We had two services and three different databases supporting contacts and calendar use cases. Address Book Service, written in Java, acted as a backed service to ingest contacts from email import flow and mobile uploads. Connected Service, which originally came as a part of LinkedIn’s acquisition of ConnectedHQ, is written in Python and periodically syncs contacts from third-party sources. Oracle was used by the Address Book Service to store contact data and Connected Service used MySQL and Espresso to store both contact and calendar data. These deployments of Oracle and MySQL had significant footprints, with close to 50 and 100 shards, respectively. Espresso was used to process mobile calendars to create notifications for members to learn more about people they were meeting. Since the data was distributed across these three DBs, our Extract, Transform, and Load (ETL) process had to take periodic snapshots of all three databases and make them available in Hadoop Distributed File System (HDFS) for all offline analysis like PYMK. These offline jobs would process the data and compute the suggested connections for the member, making those suggestions available to the frontends.
There were challenges with using a fragmented architecture, including: maintaining and syncing multiple services and databases, dealing with different data models across these systems while onboarding new use cases, manual DBA intervention to run ALTER TABLE scripts on all the shards to do any schema evolution, and huge monetary costs in licensing and provisioning hardware to support multiple databases. On top of that, without LinkedIn’s standard Rest framework for our Python stack, it became quite difficult and hacky for other online services to interact with this system. For these reasons, we decided to build a single source of truth for all contact and calendar data.
Re-architecting the system
As we started this project of re-architecting the system, we had many challenges ahead of us.
We wanted to establish a single source of truth, which required us to migrate hundreds of terabytes of data and 40+ client services. On top of that, we were constrained by the need to migrate with zero downtime, while keeping both systems in sync.
Deciding on the right technology
Before we built out the new system, we needed to decide what was the right database platform that would fit our needs. After careful evaluation, we felt that Espresso met all the requirements for our use cases. Espresso is a fault-tolerant and distributed NoSQL database, and it provided a more scalable approach to our ever-increasing demand. It also provided a quick lookup for member data without the need for global indexes. Espresso’s auto-purging ability reinforces our commitment to data privacy by purging all members’ data if they delete their LinkedIn account. Also, being an in-house technology, Espresso is well-integrated within the LinkedIn ecosystem and has good support from engineers and SREs.

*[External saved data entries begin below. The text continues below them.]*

Issue #191, opened 2015-11-05
Autodownload Docker Machine


lordofthejars:
It might be interesting that if some kind of flag like `checkDockerExistance` is true, the Arquillian Cube checks if `docker` CLI is on PATH, if not then Cube downloads latest Docker Machine, install it, creates a docker machine with the name specified in `machineName` property and then executes the test.

Probably using Arquillian Spacelift is the best way to achieve this since it has support for caching.

eddumelendez:
Currently working on this and AFAIK the only way to get the last version from github is through the GitHub API using the command below and extracting property *name*

```
curl -s https://api.github.com/repos/docker/machine/releases/latest
```

It is valid for the implementation? are there another way to do that? I thought we could do this:
https://github.com/docker/machine/releases/download/latest/docker-machine_darwin-amd64 instead of https://github.com/docker/machine/releases/download/v0.5.6/docker-machine_darwin-amd64 but didn't work.

aslakknutsen:
Maybe this is the time to start using Arquillian Space lift to deal with the different os's etc; https://github.com/arquillian/arquillian-spacelift

eddumelendez:
Yes currently using it to download, give permissions and run docker-machine :)

aslakknutsen:
Ah, sorry. Had forgotten @lordofthejars original comment.. :)

eddumelendez:
You can see my draft here https://github.com/eddumelendez/arquillian-cube/commit/1df78a0281268b70f4bb9871d2dd7c22dd1f38c6

I will wait the feedback before to submit the PR

aslakknutsen:
@eddumelendez You can just send a pull request. The purpose of a pull request is to give feedback..  It's not set in stone. :)

eddumelendez:
@aslakknutsen yes, just wanted to validate the draft before to send the PR. The next review will be over the PR.

smiklosovic:
@eddumelendez very cool feature, +100 for using Spacelift for that.

eddumelendez:
should this ticket be closed?

lordofthejars:
I think so, thanks :)

PR #266, opened 2016-01-23
Autodownload Docker Machine

eddumelendez:
gh-191

### DIFF
--- a/docker/docker/pom.xml
+++ b/docker/docker/pom.xml
@@ -33,6 +33,11 @@
         </dependency>
 
         <dependency>
+            <groupId>org.arquillian.spacelift</groupId>
+            <artifactId>arquillian-spacelift</artifactId>
+        </dependency>
+
+        <dependency>
             <groupId>org.jboss.arquillian.container</groupId>
             <artifactId>arquillian-container-test-impl-base</artifactId> <!-- required to inherit logic of OperatesOnDeploymentAwareProvider -->
             <scope>provided</scope>
--- a/docker/docker/src/main/java/org/arquillian/cube/docker/impl/client/CubeDockerConfiguration.java
+++ b/docker/docker/src/main/java/org/arquillian/cube/docker/impl/client/CubeDockerConfiguration.java
@@ -8,8 +8,12 @@ import java.util.List;
 import java.util.Map;
 import java.util.StringTokenizer;
 
+import org.apache.commons.lang.StringUtils;
 import org.arquillian.cube.docker.impl.client.config.CubeContainers;
+import org.arquillian.cube.docker.impl.model.DockerMachineDistro;
 import org.arquillian.cube.docker.impl.util.ConfigUtil;
+import org.arquillian.cube.docker.impl.util.DockerMachine;
+import org.arquillian.cube.docker.impl.util.HomeResolverUtil;
 
 public class CubeDockerConfiguration {
 
@@ -27,10 +31,13 @@ public class CubeDockerConfiguration {
     public static final String BOOT2DOCKER_PATH = "boot2dockerPath";
     public static final String DOCKER_MACHINE_PATH = "dockerMachinePath";
     public static final String DOCKER_MACHINE_NAME = "machineName";
+    public static final String DOCKER_MACHINE_DRIVER = "machineDriver";
     private static final String AUTO_START_CONTAINERS = "autoStartContainers";
     private static final String DEFINITION_FORMAT = "definitionFormat";
     static final String DIND_RESOLUTION = "dockerInsideDockerResolution";
     private static final String CUBE_ENVIRONMENT = "cube.environment";
+    public static final String DOCKER_MACHINE_CUSTOM_PATH = "dockerMachineCustomPath";
+    public static final String DOCKER_MACHINE_ARQUILLIAN_PATH = "~/.arquillian/machine";
 
     private String dockerServerVersion;
     private String dockerServerUri;
@@ -307,4 +314,16 @@ public class CubeDockerConfiguration {
 
         return content.toString();
     }
+
+    public static String resolveUrl(String machineVersion) {
+        return "https://github.com/docker/machine/releases/download/" + machineVersion + "/" + DockerMachineDistro.resolveDistro();
+    }
+
+    public static String resolveMachinePath(String machineCustomPath, String machineVersion) {
+        if (StringUtils.isBlank(machineCustomPath)) {
+            machineCustomPath = DOCKER_MACHINE_ARQUILLIAN_PATH;
+        }
+        return HomeResolverUtil.resolveHomeDirectoryChar(machineCustomPath + "/" + machineVersion + "/" + DockerMachine.DOCKER_MACHINE_EXEC);
+    }
+
 }
--- a/docker/docker/src/main/java/org/arquillian/cube/docker/impl/client/CubeDockerConfigurator.java
+++ b/docker/docker/src/main/java/org/arquillian/cube/docker/impl/client/CubeDockerConfigurator.java
@@ -2,6 +2,7 @@ package org.arquillian.cube.docker.impl.client;
 
 import java.io.File;
 import java.net.URI;
+import java.util.List;
 import java.util.Map;
 import java.util.Set;
 import java.util.logging.Level;
@@ -11,6 +12,7 @@ import org.arquillian.cube.HostUriContext;
 import org.arquillian.cube.docker.impl.util.AbstractCliInternetAddressResolver;
 import org.arquillian.cube.docker.impl.util.Boot2Docker;
 import org.arquillian.cube.docker.impl.util.DockerMachine;
+import org.arquillian.cube.docker.impl.util.GitHubUtil;
 import org.arquillian.cube.docker.impl.util.HomeResolverUtil;
 import org.arquillian.cube.docker.impl.util.Machine;
 import org.arquillian.cube.docker.impl.util.OperatingSystemFamily;
@@ -18,6 +20,12 @@ import org.arquillian.cube.docker.impl.util.OperatingSystemResolver;
 import org.arquillian.cube.docker.impl.util.Top;
 import org.arquillian.cube.impl.util.SystemEnvironmentVariables;
 import org.arquillian.cube.spi.CubeConfiguration;
+import org.arquillian.spacelift.Spacelift;
+import org.arquillian.spacelift.process.Command;
+import org.arquillian.spacelift.process.CommandBuilder;
+import org.arquillian.spacelift.process.ProcessResult;
+import org.arquillian.spacelift.task.net.DownloadTool;
+import org.arquillian.spacelift.task.os.CommandTool;
 import org.jboss.arquillian.config.descriptor.api.ArquillianDescriptor;
 import org.jboss.arquillian.core.api.Instance;
 import org.jboss.arquillian.core.api.InstanceProducer;
@@ -64,6 +72,7 @@ public class CubeDockerConfigurator {
         Map<String, String> config = arquillianDescriptor.extension(EXTENSION_NAME).getExtensionProperties();
         config = resolveSystemEnvironmentVariables(config);
         config = resolveDockerInsideDocker(config);
+        config = resolveDownloadDockerMachine(config);
         config = resolveAutoStartDockerMachine(config);
         config = resolveDefaultDockerMachine(config);
         config = resolveServerUriByOperativeSystem(config);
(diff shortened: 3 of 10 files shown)


docker/docker/src/main/java/org/arquillian/cube/docker/impl/client/CubeDockerConfiguration.java
```diff
@@ -27,10 +29,14 @@
     public static final String BOOT2DOCKER_PATH = "boot2dockerPath";
     public static final String DOCKER_MACHINE_PATH = "dockerMachinePath";
     public static final String DOCKER_MACHINE_NAME = "machineName";
+    public static final String DOCKER_MACHINE_VERSION = "machineVersion";
+    public static final String DOCKER_MACHINE_DRIVER = "machineDriver";
     private static final String AUTO_START_CONTAINERS = "autoStartContainers";
     private static final String DEFINITION_FORMAT = "definitionFormat";
     static final String DIND_RESOLUTION = "dockerInsideDockerResolution";
     private static final String CUBE_ENVIRONMENT = "cube.environment";
+    private static final String DOCKER_MACHINE_ARQUILLIAN_PATH = "~/.arquillian/machine";
```
smiklosovic: if it is possible, please make this configurable as well so I can put my downloaded machines wherever I want

docker/docker/src/main/java/org/arquillian/cube/docker/impl/client/CubeDockerConfigurator.java
```diff
@@ -87,6 +95,57 @@ private void configure(ArquillianDescriptor arquillianDescriptor) {
...
+
+                Spacelift.task(DownloadTool.class)
+                            .from(machineUrl)
+                            .to(dockerMachineFile)
+                            .execute()
+                            .await();
+                config.put(CubeDockerConfiguration.DOCKER_MACHINE_PATH, dockerMachineFile.getAbsolutePath());
+
+                Command allowExecCmd = new CommandBuilder("chmod", "+x", machineArquillianPath).build();
+                ProcessResult processAllowResult = Spacelift.task(CommandTool.class)
```
smiklosovic: maybe you could check that the chmod exited with exit code 0, there is API for that if you look more into it, via ProcessResult#exitValue and CommandTool#shouldExitWith

eddumelendez:
I think that you can use *dockerMachinePath*

docker/docker/src/main/java/org/arquillian/cube/docker/impl/client/CubeDockerConfiguration.java
eddumelendez: I think that you can use dockerMachinePath

docker/docker/src/main/java/org/arquillian/cube/docker/impl/client/CubeDockerConfigurator.java
smiklosovic: however ... never mind, because if it ever exits with something different then 0, it is going to throw the exception by default

smiklosovic:
Thanks a lot of using Spacelift, if you have any ideas how to improve that tool, feel free to raise them. We will be more than happy to discuss it with you.

docker/docker/src/main/java/org/arquillian/cube/docker/impl/client/CubeDockerConfiguration.java
lordofthejars: What @smiklosovic suggests is that this parameter can be configured from the point of view of caller.

docker/docker/src/main/java/org/arquillian/cube/docker/impl/client/CubeDockerConfigurator.java
```diff
@@ -87,6 +95,57 @@ private void configure(ArquillianDescriptor arquillianDescriptor) {
...
 
+    private Map<String, String> resolveDownloadDockerMachine(Map<String, String> config) {
+        if (config.containsKey(CubeDockerConfiguration.DOCKER_MACHINE_NAME)) {
+            String machineVersion = null;
+            String machineArquillianPath = null;
+            File dockerMachineFile = null;
+            if (config.containsKey(CubeDockerConfiguration.DOCKER_MACHINE_VERSION)) {
+                machineVersion = config.get(CubeDockerConfiguration.DOCKER_MACHINE_VERSION);
+                machineArquillianPath = CubeDockerConfiguration.resolveMachinePath(machineVersion);
+                dockerMachineFile = new File(machineArquillianPath);
```
lordofthejars: I am not sure if this going to work in Windows, I think you should use something like https://github.com/arquillian/arquillian-cube/blob/master/docker/docker/src/main/java/org/arquillian/cube/docker/impl/util/HomeResolverUtil.java

lordofthejars:
Maybe it could be interesting to add a new parameter called automaticUpdate or sth like this which allows to:

1) see if docker machine was downloaded by Cube and not by user (basically check if dockerMachineArquillianPath is empty or not)

2) if docker machine was installed by Cube, check if the version installed is the latest one. If it is ok then don't do anything, but if not let's update it (maintaining the old boot2docker machine).

aslakknutsen:
@lordofthejars Sounds nice. How about creating another issue for that ?

lordofthejars:
sure, I only use this PR for giving some ideas, :)

docker/docker/src/main/java/org/arquillian/cube/docker/impl/client/CubeDockerConfiguration.java
eddumelendez: I have added *dockerMachineCustomPath* in order to use a custom path like /tmp but if it is empty the default value is *~/.arquillian/machine*

eddumelendez:
Thanks for feedback, I have updated the PR. About the new parameter ** automaticUpdate** I will try to implement as a part of other issue.

lordofthejars:
@eddumelendez can you fix the conflict (I think it is because of pom.xml) so it would be really fast to fix it. After that the PR should contain the modification of README as well explaining how it works :)

@aslakknutsen For me everything is correct, if you agree and @eddumelendez fixes minor things, I merge the PR.

docker/docker/pom.xml
```diff
@@ -47,6 +47,11 @@
             <artifactId>shrinkwrap-spi</artifactId>
             <version>1.2.3</version>
         </dependency>
+        <dependency>
+            <groupId>org.arquillian.spacelift</groupId>
+            <artifactId>arquillian-spacelift</artifactId>
+            <version>1.0.0.Alpha8</version>
```
aslakknutsen: Move version to root rom

docker/docker/src/main/java/org/arquillian/cube/docker/impl/client/CubeDockerConfiguration.java
```diff
@@ -307,4 +315,24 @@ private static String resolveFilename(URI uri) {
 
         return content.toString();
     }
+
+    public static String resolveUrl(String machineVersion) {
+        validation(machineVersion, DOCKER_MACHINE_VERSION);
```
aslakknutsen: This force the user to configure a docker-machine version? Any URL that could support 'latest'?

docker/docker/src/main/java/org/arquillian/cube/docker/impl/client/CubeDockerConfiguration.java
```diff
@@ -307,4 +315,24 @@ private static String resolveFilename(URI uri) {
...
+        if (StringUtils.isBlank(machineCustomPath)) {
+            machineCustomPath = DOCKER_MACHINE_ARQUILLIAN_PATH;
+        }
+        return HomeResolverUtil.resolveHomeDirectoryChar(machineCustomPath + "/" + machineVersion + "/" + DOCKER_MACHINE_COMMAND);
+    }
+
+    private static void validation(String attribute, String attributeName) {
+        if (StringUtils.isBlank(attribute)) {
+            throw new IllegalArgumentException("Attribute '" + attributeName +"' is missing.");
```
aslakknutsen: Would be nice to be told why this attribute is important and why i need to specify it. e.g.: Could not attempt docker-machine automatic install, no attributeName defined.

docker/docker/src/main/java/org/arquillian/cube/docker/impl/client/CubeDockerConfiguration.java
eddumelendez: At this time we could use *curl -s https://api.github.com/repos/docker/machine/releases/latest* in order to get the **name** property. For example, *v0.5.6*. Then use the name's value in **machineVersion**.

eddumelendez:
@lordofthejars conflict was solved. 
@aslakknutsen with this update cube will download the latest docker-machine's version.

aslakknutsen:
@lordofthejars with Spacelift now part of Cube, perhaps we should open an issue to rewrite the CommandExecutor stuff to use SpaceLift as well?

lordofthejars:
Completely agree

docker/docker/src/main/java/org/arquillian/cube/docker/impl/client/CubeDockerConfigurator.java
```diff
@@ -87,6 +96,54 @@ private void configure(ArquillianDescriptor arquillianDescriptor) {
         return cubeConfiguration;
     }
 
+    private Map<String, String> resolveDownloadDockerMachine(Map<String, String> config) {
+        if (config.containsKey(CubeDockerConfiguration.DOCKER_MACHINE_NAME)) {
+            String machineVersion = GitHubUtil.getDockerMachineLatestVersion();
```
aslakknutsen: It seems like you will _always_ communicate with GitHub as long as machineName is defined. This needs to be reordered to check if 'docker-machine' exists on path before anything else. Then if it does exist already, move on without doing anything else.

eddumelendez:
@aslakknutsen changes have been applied and PR has been rebased to avoid conflicts in the pom.xml

docker/docker/src/main/java/org/arquillian/cube/docker/impl/util/GitHubUtil.java
```diff
@@ -0,0 +1,36 @@
...
+		WebTarget target = client.target(DOCKER_MACHINE_LATEST_URL);
+		LatestRepository latestRepository = target
+											.request()
+											.accept(MediaType.APPLICATION_JSON_TYPE)
+											.get(LatestRepository.class);
+		return latestRepository.getTagName();
+	}
+
+	public static void main(String[] args) {
+		System.out.println(getDockerMachineLatestVersion());
```
lordofthejars: Can you refactor this main to a JUnit test?

docker/docker/src/main/java/org/arquillian/cube/docker/impl/client/CubeDockerConfigurator.java
```diff
@@ -87,6 +96,60 @@ private void configure(ArquillianDescriptor arquillianDescriptor) {
...
+        }
+        return config;
+    }
+
+    private void printOutput(ProcessResult processResult) {
+        List<String> lines = processResult.output();
+        StringBuilder output = new StringBuilder();
+        for (String line: lines) {
+            output.append(line);
+            output.append("/n");
```
lordofthejars: Can you use System.lineterminator()?

docker/docker/src/main/java/org/arquillian/cube/docker/impl/util/GitHubUtil.java
```diff
@@ -0,0 +1,36 @@
...
+	private static final String DOCKER_MACHINE_LATEST_URL = "https://api.github.com/repos/docker/machine/releases/latest";
+
+	private static Client getClient() {
+		ClientConfig clientConfig = new ClientConfig();
+		clientConfig.register(JacksonJsonProvider.class);
+		return ClientBuilder.newClient(clientConfig);
+	}
+
+	public static String getDockerMachineLatestVersion() {
+		Client client = getClient();
```
lordofthejars: We usually try to avoid using transitive dependencies that other projects add like JAXRS or Jackson (in fact we only use docker-java) but other communications we do with REST (for example in Jenkins) we use HttpUrlConnection, I think @aslakknutsen will agree with me that a refactor of this part would be awesome.

aslakknutsen: Preferred yes. Technically we already depend on all of them transitively via docker-java, and this is a client side only request.

lordofthejars: Yes I know we could use it but since it is only one request and it should be fast to achieve it without using JAXRS client I think it is worth to do it.

aslakknutsen: Agree. It's a simple request.

docker/docker/src/main/java/org/arquillian/cube/docker/impl/util/GitHubUtil.java
eddumelendez: Sorry, forgot to remove this :tired_face:

lordofthejars: no worries, it happens to best families :)

eddumelendez:
Thanks for feedback. PR updated.

lordofthejars:
Thank you very much for contributing and for your patience fixing all the comments we did :) A pleasure to work with you.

Building the right data model
Since we were going to perform migrations from two relational databases (Oracle and MySQL) to a document-based key-value store (Espresso), re-designing the schemas was a challenge in and of itself. We carefully examined all the tables and fields in our legacy systems and their usage patterns. We looked at all the existing relations and how they actually impacted the system. We also looked at all the usage patterns of our data and optimized more for performance than storage. We had to de-normalize some of the data in favor of better performance. We created secondary tables as per our query patterns and avoided a global index on the primary table.
At LinkedIn, all the database and API schemas need to go through the Data Model Review Committee (DMRC) to make sure they meet common standards and to discover common pitfalls. DMRC consists of many senior engineers at LinkedIn and is often quite helpful in making sure you have designed your data model in the right way so that it can be easily evolved in the future.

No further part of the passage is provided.